Overthinking can become a habit. If you need help breaking the habit, I have a great course for you!

The course is How to Break the Habit of Self-Doubt and Build Real Confidence by the amazing Mel Robbins. It’s an online course held over at CreativeLive (which has an amazing range of personal development courses). I’ve taken this course myself and it helped me a great deal. You can read about my experience here and why I think this course can help you.

If you are struggling with anxiety, here are two books that can help.

Focus on the important stuff

Right now you might be thinking – but I overthink the important stuff!

I get it. So let’s rephrase that heading – Focus on the important stuff that you can control.

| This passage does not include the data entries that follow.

PR #1100, opened 2022-01-21
Convert AsyncImage.contentDescription to be an optional argument.

colinrtwhite:
Creating this PR for consideration before the 2.x API is finalized. Compose's built in `Image` composable has `contentDescription` as a required parameter to encourage users to set it to a not-null value, which is important for users who use screen readers. To be clear, accessibility is important and users should set a content description (we do at Instacart)! That said, I think there are some differences between `Image` and `AsyncImage` that might make us want to choose a different default:

- `Image` typically displays static content from a local source. `AsyncImage` typically displays dynamic content from a remote source where it's tough to know what the content description should be without a separate endpoint.
- `AsyncImage` is a more complicated composable than `Image`. Having an extra required argument can crowd the callsite especially if it's often set to `null`.
- Coil's `AsyncImage` takes notes from [SwiftUI's `AsyncImage`](https://developer.apple.com/documentation/swiftui/asyncimage) which does not have `contentDescription` as a required parameter.


colinrtwhite:
After thinking about this, I think it makes sense to keep `contentDescription` as required for many of the same reasons that `Image` requires it. Making it a required param signals that it's important to set it! You have to consciously set it to `null` if it's not possible to provide alt text (or if the image is decorative and shouldn't be read by a screen reader).

If you're getting the `model` (e.g. a URL) from a dynamic source (e.g. a backend API), I'd recommend having that dynamic source also return a content description for the model if possible. If you're hardcoding a model it should be easier to provide the content description using a `stringResource`.

Long term it might make sense for Coil to support a `Content-Description` header, though that will take some extra work to support and can be added in later. It's also unclear how frequently that header is set.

I fully understand that sometimes the important stuff that you have little or no control over can be some pretty serious, hard to deal with situations. I’m definitely not downplaying that.

For the stuff, you can control, focus on finding solutions. Stop overthinking and take action.

You can stop overthinking. You are in control of your thoughts. You are definitely in control of your actions. Start experimenting and find out what techniques and strategies work for you. Make it as fun and playful as possible.

Stop overthinking and live a happier, calmer life.